Back to “separate but equal”

The Supreme Court rules against school integration

By GILLIAN RUSSOM

ON THE final day of its 2006–07 term, the Supreme Court ruled 5-to-4 against racial integration programs in the Seattle and Louisville public school districts. At a time when American public schools are more segregated than they were in 1970, the decision is a major blow to the goal of integrated schools established in the Brown v. Board of Education decision more than fifty years ago, and threatens the integration efforts of hundreds of school districts.

In Parents Involved in Community Schools v. Seattle School District and Meredith v. Jefferson County Board of Education, the right-wing majority of the Court ruled that the integration efforts in Seattle and Louisville were unconstitutional because they classified students by race. In the plurality opinion, Chief Justice John Roberts wrote that “In design and operation, the plans are directed only to racial balance, an objective this Court has repeatedly condemned as illegitimate.” In predictable fashion, the conservatives adopted the mantle of nondiscrimination (against whites) as a cover for a decision that will surely deepen the racial divide. “The way to stop discrimination on the basis of race is to stop discriminating on the basis of race,” Roberts continued, adding that his side of the debate was “more faithful to the heritage of Brown…. Government action dividing people by race is inherently suspect because such classifications…endorse race-based reasoning and the conception of a Nation divided into racial blocs, thus contributing to an escalation of racial hostility and conflict.”

The ridiculous implication is that the mere act of classifying people by race in order to ensure equal access causes racism in society—with no regard for the institutionalized racism of segregated neighborhoods, discrimination in hiring, a racist criminal justice system, and a legacy of inequality going all the way back to slavery.
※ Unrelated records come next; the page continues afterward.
PR #14311, opened 2025-10-30
chore: update directory structure and file names

dgandhi62:
Changes include:

1) Renaming amplify-gen2-migration-codegen-dg directory to codegen-generate
2) Removing src from migration_head
3) Rename migration_head to codegen-head
4) Remove codegen/cli directory

The src directory needs to remain for the codegen-generate folder since there would be an additional tsconfig file added for codegen in the future. This is to enforce strict:false behavior in tsconfig as it was in the old tool. Currently, amplify-cli's tsconfig has been modified to make the option strict:false from strict:true (which needs to change back before merging to dev)


kaizencc (commented):
thanks! i'm still confused by these parts of the structure:

- `src` folder --> why is it necessary to have another `src` folder? the folder structure is now `amplify-cli/src/comands/codegen-generate/src`. `src` typically is a top-level folder that delineates where all the source code lives so it's confusing to me to see it again. 
- `migration_head` folder -> what does this mean? why is this the head of the migration?
- `cll` folder -> are we releasing `generate` as a CLI separate from the `migrate` tool?
- `npm_package` folder -> are we releasing `generate` as a separate npm package?
- `test_utils` folder -> ok, but where are the tests? I can only see `auth/index.test.ts`. in the structure of the `gen2-migration` branch, i see `src/__tests__/gen2-migration` with some tests from Sai and Sanjana. i _think_ that's where all the unit tests belong, and if so, that's where `test_utils` belong too if they are truly just utilities for tests

Issue #573, opened 2022-08-15
[Core] `EntityReference` container interoperability


feltech:
## What

Design and implement convenience functionality for handling and querying `EntityReference` objects.

Especially in Python, Eg: as keys in a dict etc.

```
TypeError: unhashable type: 'openassetio._openassetio.EntityReference'
```

## Why

Entity references used to be simple strings.  Now they are a strong type and lose the conveniences that come with strings. See https://github.com/OpenAssetIO/OpenAssetIO/pull/567#discussion_r945649223

### User

- As a developer integrating OpenAssetIO, I need to be able to use entity references where I would normally use strings, such as map keys, or passing to a string formatting library. Without this, it adds significant unnecessary complexity to my integration.

- As a developer integrating OpenAssetIO I should still be protected by the strong-typing protections for OpenAssetIO API methods, to avoid programming errors.

## Acceptance Criteria
- Implement all possible dunder methods for python EntityReference
- EntityReference is usable in STL containers, implementing std::hash etc

PR #920, opened 2023-05-09
[Python] Add `__str__` implementation for `EntityReference`

foundrytom:
Had a moment to chip away at the backlog a little, so was looking for a small task.

Allows them to be used with fstrings, print, etc. Retains the `toString` method for compatibility and/or more explicit programming.

Part of #573.


feltech (approved):
LGTM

Unfortunately, it is not a false “conception” that the United States is divided by race—and that policies of affirmative action are needed to rectify inequities.
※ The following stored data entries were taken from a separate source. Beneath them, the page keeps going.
PR #922, opened 2023-05-10
[Core] Add Ptr alias members to classes

### LINKED ISSUE #918: Provide generically accesible pointer type on classes
## What
Several of our types have their own pointer types, defined by the macro `OPENASSETIO_DECLARE_PTR`, which creates aliased shared_ptr types for that specific class, which are used heavily in their interfaces.

```cpp
#define OPENASSETIO_DECLARE_PTR(Class)             \
  /* NOLINTNEXTLINE(bugprone-macro-parentheses) */ \
  class Class;                                     \
  using Class##Ptr = std::shared_ptr<Class>;       \
  using Class##ConstPtr = std::shared_ptr<const Class>;
```

For example, in [Manager.hpp](https://github.com/OpenAssetIO/OpenAssetIO/blob/6c6690d854c4261fa3a72cc48848d8d94cdbf19f/src/openassetio-core/include/openassetio/hostApi/Manager.hpp#L32) you can see how we create a `ManagerPtr` and `ManagerConstPtr` via this macro.

We should create a alias on the type that allows us to reference the pointer type in a compile time context when we only have the main type. ie, `Manager::PtrType` (name not final) should resolve to `ManagerPtr`

## Why
This is useful in generic programming, as generic functions can be written that accept the primary type, and work freely with interfaces that accept and receive the `Ptr` types. This came up recently with regard to writing converters to/from python types, which want to apply broadly generic code across the entire api surface.

## Sketch
A possible implementation may be : 
```
OPENASSETIO_DECLARE_PTR(Manager)     

class Manager {
public:
...
using PtrType = ManagerPtr;
...
```

and a usage, taken from WIP python converters. This allows us the option to define the frontend interface as requiring either `Manager` or `ManagerPtr`, depending on our preference.
```cpp
template <typename T>
T::Ptr_Type castFromPyObject(PyObject* theObject) {
  // get Python object.
  const auto pyInstance = py::reinterpret_borrow<py::object>(theObject);

  // Extract the underlying C++ base class pointer.
  auto* cppInstancePtr = py::cast<T*>(pyInstance);

  // Use aliasing constructor, linking Python instance and C++ instance
  // lifetimes via PyObject refcount.
  return pointers::createPyRetainingPtr<T::Ptr_Type>(pyInstance, cppInstancePtr);
}
```

## Acceptance Criteria
- Generic ptr type mechanism added to all types that have pointer type declarations

feltech:
## Description

Closes #918

## Test Instructions

Tests are all compile-time `static_assert` checks.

In his dissenting opinion, Justice Stevens correctly noted that the chief justice’s invocation of Brown v. Board of Education was “a cruel irony” when the opinion in fact “rewrites the history of one of this court’s most important decisions.”
The Seattle and Louisville programs struck down by the Court were in fact quite modest in their methods for achieving school integration. When a court order to desegregate expired in 2000, Louisville’s Jefferson County Public Schools (JCPS) established a voluntary integration program which set the broad guideline that every school should seek 15–50 percent Black enrollment (Louisville is 34 percent Black, 61 percent white, and 5 percent other). The guideline helped JCPS evaluate students’ requests to transfer to schools outside their home area. Yet, as a district court noted in upholding the program, “Even where race does ‘tip’ the balance in some cases, it does so only at the end of the process, after residence, choice and all the other factors have played their part.”

The Seattle plan applied only to high schools that received more applicants than they had openings. If the oversubscribed school were racially imbalanced, race would be used as a “tiebreaker” to determine which students would be admitted. The tiebreaker helped to ensure that Seattle high schools maintained a racial balance close to that of the school district’s residents: 40 percent white and 60 percent nonwhite.

Seattle has in fact not used the racial tiebreaker for the past five years while the case has been in court. As Seattle’s superintendent of schools predicted, this led to “enhanced…racial segregation in our schools.” The incoming ninth-grade class at Seattle’s Ballard High went from 45 percent nonwhite in 2000 to 32 percent nonwhite in 2002. In the spring of 2002, Ballard’s principal, David Engle, resigned when it became apparent that the school’s racial diversity was threatened. In an address to students announcing his resignation, Engle said, “The racial divide is widening in Seattle…. As a privileged leader of a school at the center of the new racial controversy, I have decided I could not dodge the decision.”

Many Seattle and Louisville parents reacted with dismay to the Court’s decision and the prospect that their children will be attending much more segregated schools in the future. “I have been so proud of Louisville’s very diverse schools system,” Fran Ellers, a white parent who sends her kids to school in a black neighborhood, told the New York Times. “My son has a group of buddies from all over the county, and they’re black and white, and only one is from our neighborhood. Going back to neighborhood schools would be a big loss.”

Much attention has been paid to the fact that the fifth member of the Court’s majority decision—Justice Anthony M. Kennedy—issued a separate opinion in which he argued that race could still be “taken into account” as long as individual students were not “sorted” by race. Yet years of experience and social science research show that schools cannot achieve racial integration without making it an explicit goal through policies that consider the race of the students. The drastic decrease in diversity at Seattle schools over the past five years provides ample proof.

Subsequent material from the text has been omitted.